Backblaze / B2_Command_Line_Tool

The command-line tool that gives easy access to all of the capabilities of B2 Cloud Storage
Other
543 stars 123 forks source link

Read timed out during download sync #720

Open jondoe1337 opened 3 years ago

jondoe1337 commented 3 years ago

Trying to download around 7TB divided in 13 files, with about 1Gbps, however I had to restart it 3 times already because after a while it crashes with the following exception and ALL downloads are lost:

Traceback (most recent call last):
  File "urllib3/response.py", line 438, in _error_catcher
  File "urllib3/response.py", line 519, in read
  File "http/client.py", line 455, in read
  File "http/client.py", line 499, in readinto
  File "socket.py", line 704, in readinto
  File "ssl.py", line 1241, in recv_into
  File "ssl.py", line 1099, in read
socket.timeout: The read operation timed out

During handling of the above exception, another exception occurred:

Traceback (most recent call last):
  File "requests/models.py", line 753, in generate
  File "urllib3/response.py", line 576, in stream
  File "urllib3/response.py", line 541, in read
  File "contextlib.py", line 135, in __exit__
  File "urllib3/response.py", line 443, in _error_catcher
urllib3.exceptions.ReadTimeoutError: HTTPSConnectionPool(host='f003.backblazeb2.com', port=443): Read timed out.

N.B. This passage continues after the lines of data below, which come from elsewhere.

PR #196, opened 2019-05-24
Made fhir version optional

nicole-kennedy:
The fhir_version field in the yml files for configuring modules is now optional. If this field is filled, then the FHIR version is displayed on the index page, header, and in the state popup box. For example, the SMART module does not have a fhir_version. Also, the FHIR version was removed from the module titles. 

Index page: 
start

Header: 
header on
header off

State popup box: 
state on 

state off

### DIFF
--- a/lib/app/views/default.erb
+++ b/lib/app/views/default.erb
@@ -1,7 +1,7 @@
 <div class="container" role='main'>
   <div id="header-module-name">
   <%=instance.module.title%>
-  <% if instance.module.title != "SMART Application Launch Framework Implementation Guide v1.0.0" %>
+  <% if instance.module.fhir_version != nil %>
     <span class='badge badge-dark'>FHIR <%=instance.module.fhir_version.upcase%></span>
   <% end %>
   </div>
--- a/lib/app/views/default.erb
+++ b/lib/app/views/default.erb
@@ -1,7 +1,7 @@
 <div class="container" role='main'>
   <div id="header-module-name">
   <%=instance.module.title%>
-  <% if instance.module.fhir_version != nil %>
+  <% unless instance.module.fhir_version.nil? %>
     <span class='badge badge-dark'>FHIR <%=instance.module.fhir_version.upcase%></span>
   <% end %>
   </div>
--- a/lib/app/views/guided.erb
+++ b/lib/app/views/guided.erb
@@ -1,7 +1,7 @@
 <div class="container" role='main'>
   <div id="header-module-name">
   <%=instance.module.title%>
-  <% if instance.module.title != "SMART Application Launch Framework Implementation Guide v1.0.0" %>
+  <% if instance.module.fhir_version != nil %>
     <span class='badge badge-dark'>FHIR <%=instance.module.fhir_version.upcase%></span>
   <% end %>
   </div>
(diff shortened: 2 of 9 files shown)


lib/app/views/default.erb
```diff
@@ -1,7 +1,7 @@
 <div class="container" role='main'>
   <div id="header-module-name">
   <%=instance.module.title%>
-  <% if instance.module.title != "SMART Application Launch Framework Implementation Guide v1.0.0" %>
+  <% if instance.module.fhir_version != nil %>
```
radamson: `#nil?` would be more Ruby idomatic

i.e. `unless instance.module.fhir_version.nil?`

[#nil?](https://ruby-doc.org/core-2.6.3/Object.html#method-i-nil-3F)
[#unless](https://ruby-doc.org/docs/keywords/1.9/Object.html#method-i-unless)

lib/app/views/guided.erb
```diff
@@ -1,7 +1,7 @@
 <div class="container" role='main'>
   <div id="header-module-name">
   <%=instance.module.title%>
-  <% if instance.module.title != "SMART Application Launch Framework Implementation Guide v1.0.0" %>
+  <% if instance.module.fhir_version != nil %>
```
radamson: See above about `#nil?`

lib/app/views/module_options.erb
```diff
@@ -7,7 +7,7 @@
       <input class="form-check-input" type="radio" name="module" value="<%=mod.name %>" id="<%=mod.name %>" <% if index == 0 %>checked<% end %>>
       <label class="form-check-label" for="<%=mod.name %>">
       <%=mod.title %>
-      <% if mod.title != "SMART Application Launch Framework Implementation Guide v1.0.0" %>
+      <% if mod.fhir_version != nil %>
```
radamson: See above about `#nil?`

lib/app/views/state_status.erb
```diff
@@ -7,12 +7,14 @@
       </div>
     </div>
 
-    <div class="form-group row">
-      <label class="col-sm-2 col-form-label">FHIR Version</label>
-      <div class="col-sm-10">
-        <input type="text" class="form-control" value="<%=instance.fhir_version.upcase %>" disabled>
+    <% if instance.fhir_version != nil %>
```
radamson: See above about `#nil?`

arscan:
I tried running a sequence in the SMART App Launch Guide v1.0.0 and I get an error:

Screen Shot 2019-05-27 at 10 16 06 PM

That purple "!" status means that an uncaught exception occurred during the execution of the sequence.  From our perspective, that means something is wrong on our side (vs a red "Error", which is a problem on the system under test's side).

The error message isn't very helpful there.  To see a better message, replicate the error and take a look out the console output.  There should be a "Fatal Error" line with that same message, followed by a stack trace that you can use to figure out what is going wrong.

I assume somewhere in our code we assume that the version is a string, when it could be nil, as is the case for this test module.

nicole-kennedy:
Tested Proposed ONC Health IT Certification Tests with DSTU2 and R4, looks good except for this error from R4 (also put on slack)
error

radamson:
This looks like an unrelated issue that is addressed in https://github.com/siteadmin/inferno/pull/193.

PR #197, opened 2019-05-28
WIP: Fix CareTeam test in DSTU2

arscan:
CareTeam incorrectly skips on a correctly behaving server.  This is because how we handle references and guess_profile for resources that could match multiple profiles.  I added a test that shows the issue in this PR to start.

Screen Shot 2019-05-28 at 2 24 10 PM


arscan:
Let's move the profile issue elsewhere.

arscan:
Rebased in #203

PR #202, opened 2019-05-31
Autocorrect linting errors

Jammjammjamm:
This branch fixes the autocorrectable rubocop errors and configures Travis to run rubocop as part of CI.


config.ru
```diff
@@ -1,4 +1,6 @@
-#\ -s Thin -p 4567 -q
+# frozen_string_literal: true
+
+# \ -s Thin -p 4567 -q
```
arscan: This is special `rackup` syntax that cannot have that space.  It must be `#\ -s Thin -p 4567 -q`.  I suggest we revert this change and always Exclude this file for AllCops in `rubocop.yml`.  But there could be a better way.

To demonstrate the error, when you do `bundle exec rackup` it will serve on port `9292` instead of `4567`.  I'd prefer to just keep the same port as we had before (a Sinatra default vs a Rack default I think).

PR #204, opened 2019-05-31
Fix linting errors

Jammjammjamm:
This branch contains fixes for linting errors which are trivial to fix but can't be automatically corrected. Fixing the remaining errors will require some deeper thinking.

### DIFF
--- a/.rubocop_todo.yml
+++ b/.rubocop_todo.yml
@@ -96,15 +96,6 @@ Metrics/ParameterLists:
 Metrics/PerceivedComplexity:
   Max: 32
 
-# Offense count: 3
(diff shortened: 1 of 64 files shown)


arscan:
I manually tested the application to make sure that this didn't cause any visible problems, and obviously it passes all of our automated tests, though I think on this upcoming release in particular we'll want to add more tests for our sequences to verify all behavior is correct.  I'm going to go ahead and merge to get all of these lint fixes in at once.

FYI @czh-orz -- this will cause your generated code to fail if you rerun the generator, as we are only fixing the generated code.  Please refer to the fixes here and have them reflected in the generator, and ask @Jammjammjamm if needed.  Just regenerating the code and doing a `git diff` highlights what is changed really well.

PR #259, opened 2020-05-09
fix validation schema go to section

irekrog:
* Fix go to section validationSchema

P.S.
I have noticed @bluebill1049 you have upgraded packages (also Prettier) so https://prettier.io/docs/en/options.html#arrow-function-parentheses
> First available in v1.9.0, default value changed from avoid to always in v2.0.0

and thats why Prettier in precommit reformatted these files


bluebill1049:
👍 thanks @irekrog again ❤️

PR #270, opened 2020-05-24
Add focus as a ref usage case

dandv:
Per https://github.com/react-hook-form/react-hook-form/issues/230#issuecomment-522764265


bluebill1049:
Thanks @dandv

I just used did b2 sync --threads 4 b://mybucket/.../ ./

Is it possible to increase the timeout, or just retry? ;-)

ppolewicz commented 3 years ago

The current version of b2sdk has http timeouts set to 15 minutes (since b2_copy_file can sometimes take a long time). I think you should try again :)

jondoe1337 commented 3 years ago

Current version means? Head of the main branch? We're using 2.5.0 r n.

ppolewicz commented 3 years ago

This setting is in b2-sdk-python, actually. Which version of b2-sdk-python do you have? Even before the timeout was, I think, 10 minutes. Is this issue persistent or did it happen once? Sometimes the server can get stalled maybe.

By the way, is this the full stack trace? This exception should be caught by downloader and the download should continue from the place where it broke off. Maybe we are not catching it properly?

jondoe1337 commented 3 years ago

We downloaded the pre-build linux release with wget https://github.com/Backblaze/B2_Command_Line_Tool/releases/latest/download/b2-linux.

It happens when syncing with more than one thread.

The affected host is at hetzner (a EX62 with hardware raid 10).

Sorry I guess this is the rest of the stack trace (it looked similar thats why I truncated it):

During handling of the above exception, another exception occurred:

Traceback (most recent call last):
  File "threading.py", line 954, in _bootstrap_inner
  File "b2sdk/transfer/inbound/downloader/parallel.py", line 324, in run
  File "requests/models.py", line 760, in generate
requests.exceptions.ConnectionError: HTTPSConnectionPool(host='f003.backblazeb2.com', port=443): Read timed out.
Exception in thread Thread-54:d: 0/14 files   0.14 / 6.97 TB   117 MB/s
Traceback (most recent call last):
  File "urllib3/response.py", line 438, in _error_catcher
  File "urllib3/response.py", line 519, in read
  File "http/client.py", line 455, in read
  File "http/client.py", line 499, in readinto
  File "socket.py", line 704, in readinto
  File "ssl.py", line 1241, in recv_into
  File "ssl.py", line 1099, in read
socket.timeout: The read operation timed out
ppolewicz commented 3 years ago

I think I know what is causing it, but I need to investigate. Please use one thread for now - in your case it will not actually be a single thread because you have large files which create their own threads.

jondoe1337 commented 3 years ago

I already did that and I can confirm that 1 threads works for my scenario. 👍

ppolewicz commented 3 years ago

The way threads are configurable for sync from cloud to local is not ideal. We will change it in the future, but for now you should use 1 or 2 for --threads in this type of environment.